The alkaline materials allow the drug to enter the
bloodstream easier and quicker. They would use these snuffs
by inserting one end of a bird bone into each nostril while
another person (usually a shaman or medicine man) would
blow the fine dust through from the other end. There are
possibly hundreds of species of plants from which these
snuffs are made- several different species in the Virola
genus, Justica pectoralis, and Anadenanthera peregrine,
which make the most powerful snuff, known as yopo. Schultes
participated in many of the snuff ceremonies himself, and
assigned Latin names to all of the species.
Richard Schultes spent 13 straight years in the Amazon
after receiving his doctorate, and spent much of his life
there after his original trek. His interest in the Amazon
began as a child when he became sick, and his parents read
him “Notes of a Botanist on the Amazon and Andes” by
Richard Spruce, an account not unlike the notes within his
own writings. He became Spruces successor, in many ways,
ushering in the first waves of interest in ethnobotany. He
himself has trained and spawned several successors,
including Wade Davis, author of 1985’s “The Serpent and the
Rainbow”, an autobiographical account of his research on a
Haitian voodoo potion that turned its users into zombies
(was found to be because of toxins in one of its
ingredients, Puffer Fish).
Dr. Schultes also had several important collaborators.

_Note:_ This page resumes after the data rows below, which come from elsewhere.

PR #14385, opened 2022-06-18
[MODULARIZATION] Surgery Tables now only apply numbing

softcerv:
## About The Pull Request
Moves the code, that was used to make surgery tables apply stasis, to a modular Skyrat file along with reverting the Skyrat edits to the table name and description.

Surgery tables now have two extra variables: stasis_capable and numbing_capable. These determine if a surgery table can apply numbing and/or stasis. 

Surgery tables by default now only apply numbing. 
I am keeping numbing on the surgery tables because without it, stasis beds would become the main go-to option due to our current surgery pain mechanics. 

This is something that makes sense to have considering we have gone back and reverted the stasis pod PR. In their current state, stasis surgery tables are both a cheaper and better option when compared with stasis beds, this invalidates the intended risk/reward balance that surgery tables and stasis beds were supposed to have.  

This PR also makes the code for stasis on surgery tables modular. 

## Changelog

:cl:
balance: surgery tables now only apply numbing
code: code for stasis on surgery tables is now modular. 
spellcheck: following the removal of stasis from surgery tables, they now use their original name and description.
/:cl:

### DIFF
--- a/code/game/objects/structures/tables_racks.dm
+++ b/code/game/objects/structures/tables_racks.dm
@@ -676,8 +676,8 @@
  */
 
 /obj/structure/table/optable//SKYRAT EDIT - ICON OVERRIDEN BY AESTHETICS - SEE MODULE
-	name = "stasis operating table" // SKYRAT EDIT name = "operating table"
-	desc = "Used for advanced medical procedures. Now comes with built in stasis technology, patented by Cinco: A Family Company!" // SKYRAT EDIT desc = "Used for advanced medical procedures."
+	name = "operating table"
+	desc = "Used for advanced medical procedures."
 	icon = 'icons/obj/surgery.dmi'
 	icon_state = "optable"
 	buildstack = /obj/item/stack/sheet/mineral/silver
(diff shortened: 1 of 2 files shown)


nevimer:
How do I turn on stasis now?

softcerv:
> How do I turn on stasis now?

you code in a surgery table that has `stasis_capable` enabled. Standard surgery tables can't do stasis anymore.

lessthnthree:
RIP the days where you got a statis, numbing bed all for the price of 1 silver. It was kind of a easy way out, maybe people will stop beelining to replace all the beds with surgery tables.

Seeing an upgraded surgery table with stasis available through research or something would be neat for another PR.

nevimer:
I know you were talking about removing stasis from surgery tables a week ago. How about adding like, a user attainable way to add stasis. Like to the computer, as a requirement, and science to have researched it with the normal cryo stuff.

softcerv:
> I know you were talking about removing stasis from surgery tables a week ago. How about adding like, a user attainable way to add stasis. Like to the computer, as a requirement, and science to have researched it with the normal cryo stuff.

Right now, I'm not going to do that. But if you or someone else wants to code that in, feel free.

nevimer:
Keep in mind that with this nerf, medical players are extremely unrobust AND this nerfs medical antagonism hard here.

softcerv:
> Keep in mind that with this nerf, medical players are extremely unrobust AND this nerfs medical antagonism hard here.

Stasis beds are still in the game for that reason, I made sure every map had them before I made this PR. 
Maybe this PR will help give medical players here the push to try and improve themselves.

nevimer:
> > Keep in mind that with this nerf, medical players are extremely unrobust AND this nerfs medical antagonism hard here.
> 
> Stasis beds are still in the game for that reason, I made sure every map had them before I made this PR. Maybe this PR will help give medical players here the push to try and improve themselves.

My main concern is that any surgery based objectives and gimmicks will *require* you to convince people to use n2o, and TG has the issue where people don't do surgery on tables - rather stasis beds - for this very reason. With stasis surgery, it blurred the line of "are they evil".

YakumoChen:
Maybe players should actually stop being LRP and being afraid of N2O when it doesn't make sense to want to be awake when doctors are gutting you like a pig

I remember having a fairly easy time convincing people to take morphine or N2O when we didn't have stasis on surgery tables. You can't do antag surgery on someone awake and aware anyway.

YakumoChen:
The only nerf I see here is that this makes revival harder since corpses will still rot on a surgery table.

I'm actually not sure why we're doing numbing instead of stasis on surgery tables? Operating computers can't connect to stasis beds. So the risk reward isn't there. Either you have very slow safe revivals or you have faster revivals with more corpse rot. Both are bad options.

softcerv:
> The only nerf I see here is that this makes revival harder since corpses will still rot on a surgery table.

Epi-pens are abundant and contain formaldehyde. 

>I'm actually not sure why we're doing numbing instead of stasis on surgery tables?

Because surgery tables having stasis disrupts the risk vs reward difference that surgery tables and stasis beds have right now. Not to mention, being able to make a surgery table with stasis for only one iron and one silver is way too good.

YakumoChen:
Stasis was added to surgery tables to make revival less painful for dead people. I don't see a reason to disrupt this. Reviving does not need a nerf, it's already shitty being dead.

The real problem is alive people using surgery beds without needing to be knocked out, I don't see a reason we should continue to encourage this.

> Because surgery tables having stasis disrupts the risk vs reward difference that surgery tables and stasis beds have right now. Not to mention, being able to make a surgery table with stasis for only one iron and one silver is way too good.

There is no risk versus reward, all this does is slow down revivals one way or another.

Zonespace27 (approved):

After studying Teonanacatl in Oaxaca, he received a query
from a Banker named R. Gordon Wasson, interested in the
mushrooms. Wasson later went to Oaxaca and identified
around 25 varieties of psychedelic mushrooms similar to
Teonanacatl, and was generally credited for the discovery
of psilocybin mushrooms. On his trip to Oaxaca, Wasson
brought with him a German chemist from Sandoz
Pharmaceuticals named Albert Hofmann, the inventor of L.S.D.

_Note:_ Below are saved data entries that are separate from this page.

PR #15405, opened 2022-08-04
[FUCK] No more randomized humans

GoldenAlpharex:
## About The Pull Request
Random human bad.

Lets people play their character.

## Changelog

:cl: GoldenAlpharex
fix: Your characters will no longer be randomized when you join.
/:cl:

### DIFF
--- a/code/modules/client/preferences.dm
+++ b/code/modules/client/preferences.dm
@@ -118,6 +118,7 @@ GLOBAL_LIST_EMPTY(preferences_datums)
 				if(initial(lang_path.secret))
 					languages.Remove(lang_path)
 			// SKYRAT EDIT END
+			return // SKYRAT EDIT - Don't remove this. Just don't. Nothing is worth forced random characters.
 	//we couldn't load character data so just randomize the character appearance + name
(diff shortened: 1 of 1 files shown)


tf-4 (approved):
😄

code/modules/client/preferences.dm
```diff
@@ -118,6 +118,7 @@ GLOBAL_LIST_EMPTY(preferences_datums)
 				if(initial(lang_path.secret))
 					languages.Remove(lang_path)
 			// SKYRAT EDIT END
+			return // SKYRAT EDIT - Don't remove this. Just don't. Nothing is worth forced random characters.
```
Iamgoofball, line 121: this isn't really a fix, i think we should figure out why character data isn't loading instead because it's just gonna make Generic Bald Spaceman instead of random appearance

tf-4: it is a fix, because if it DID load it without this it would just randomise it anyway. The bug was that it randomised it no matter what, not that character data didnt load
the original code returns here, we added the languages bit but accidentally deleted the return. It's restoring it to /tg/ standard

Iamgoofball: ah okay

All three met after the mushroom journey and became very
good friends. Schultes wrote books with each of them,
“Plants of the Gods” and “The Botany and Chemistry of
Hallucinogens” with Hofmann, and “Flesh of the Gods” with
Wasson. With the work of the three mostly encompassed
between 1940 and ’50, they paved the way for the
psychedelic counterculture of the 60’s. Together, they have
had a profound effect on American Culture.

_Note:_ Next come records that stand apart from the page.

PR #15425, opened 2022-08-05
Halves MCR damage versus blobs

Zonespace27:
## About The Pull Request
Halves the damage MCRs deal towards blobs, blobbernauts, and blob spores

As it stands, MCRs _shred_ blobs, capable of dealing extremely high damage without needing to recharge, making the EMP strain nearly mandatory if you wish to fight against security in any meaningful way. The difference between MCRs and regular laser guns is that MCRs allow you to reload, allowing you to output much more fire without needing to stop and recharge. This considered, I feel that halving the damage of MCRs, still allowing them to be useful (but not nearly as dominant) is a good change

## Changelog

:cl:
balance: MCRs do halved damage to blobs, blobbernauts, and blob spores
/:cl:

### DIFF
--- a/modular_skyrat/modules/microfusion/code/projectiles.dm
+++ b/modular_skyrat/modules/microfusion/code/projectiles.dm
@@ -18,6 +18,11 @@
 	icon = 'modular_skyrat/modules/microfusion/icons/projectiles.dmi'
 	damage = 20
 
+/obj/projectile/beam/laser/microfusion/on_hit(atom/target, blocked)
+	if(istype(target, /obj/structure/blob) || istype(target, /mob/living/simple_animal/hostile/blob))
+		damage = damage / 2
+	return ..()
+
 /obj/projectile/beam/microfusion_disabler
 	name = "microfusion disabler laser"
 	icon = 'modular_skyrat/modules/microfusion/icons/projectiles.dmi'


Moostard:
It is true when science does all the tech nodes possible (they did their job, spent a lot of points, usually later in the round).
If you have a basic MCR (science did NOT do the tech at all) they will do close to nothing (10 damage plus very fast overheat and low cell capacity)
Blob got buffed already anyway.
Making a weapon like this tickle a round ending threat sounds funny in a bad way.

SpaceVampire:
Making one type of weapon less effective is a pretty unintuitive fix for a problem that doesn't really exist in the first place. You don't have any reason to suspect that this one type of laser weapon would do less damage to this one type of threat unless you just happened to know about the PR, and I really don't like that type of balance. I also don't see why the weapon with all of the end game tech unlocked needs to be less effective against this single threat. Having used the default MCR without science actually getting the upgrades, it really isn't strong at all. If people managed to get it, then just let it be good. Blobs in general also don't need to be buffed, as fighting them tends to turn into an unfun slog past a certain point.

tf-4:
Basically that,
It's extremely unintuitive and makes no sense ICly why it would do less damage against a blob - and *halving* it is pretty nuts

Zonespace27:
I still don't quite like how late-tier MCRs are capable of outputting continuous fire and melting blobs, might approach this some other way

Richard Schultes took countless risk pursuing
knowledge. Simply being white and foreign has gotten many
killed in these remote areas of the Amazon. He respected
and revered the Indians who taught him. He was never harmed
by the natives with whom he traveled and lived. However,
during that time period in that part of the world,
Tuberculosis and Leprosy were quite common. Schultes was
infected with malaria, infested with stomach parasites,
suffered from beriberi and hunger, and nearly drowned. But
nothing kept him from exploring.
In his career at Harvard, he was also curator of the
Orchid Herbarium in 1953, curator of Ethnobotany for the
Botanical Museum from 1958 to 1967, and as Executive
Director from 1967-1970. In 1970 he was named Professor of
Biology and Director of the Botanical Museum. He retired in
1985 from higher education, but continued writing until his
2001 death. He has written almost 500 technical papers and
written 10 books on botany and ethnobotany. He has
collected nearly 25,000 different plants, of which more
than 2,000 are still used today. He received Colombia's
highest honor, the Cross of Boyaca, the annual Gold Medal
of the World Wildlife Fund, the Tyler Prize for
Environmental Achievement and the highest award in the
field of botany, the Linnean Gold Medal. His name appears
as over 200 species of plans, a cockroach genus, Schultesia,
a mountain, Mesa Schultes, and a 2.2 million hectare
conservation tract in Colombia, Sector Schultes.
He has changed the world in many ways since his birth,
most profoundly in reducing the risk and grimacing outlook
of many prospective surgical patients, in initiating
psychedelic culture, and in affecting American culture.
Without his guidance, hundreds of medicines would never
have been uncovered by man. With his courageous
explorations, he has changed the world of modern medicine
and affected every person living today.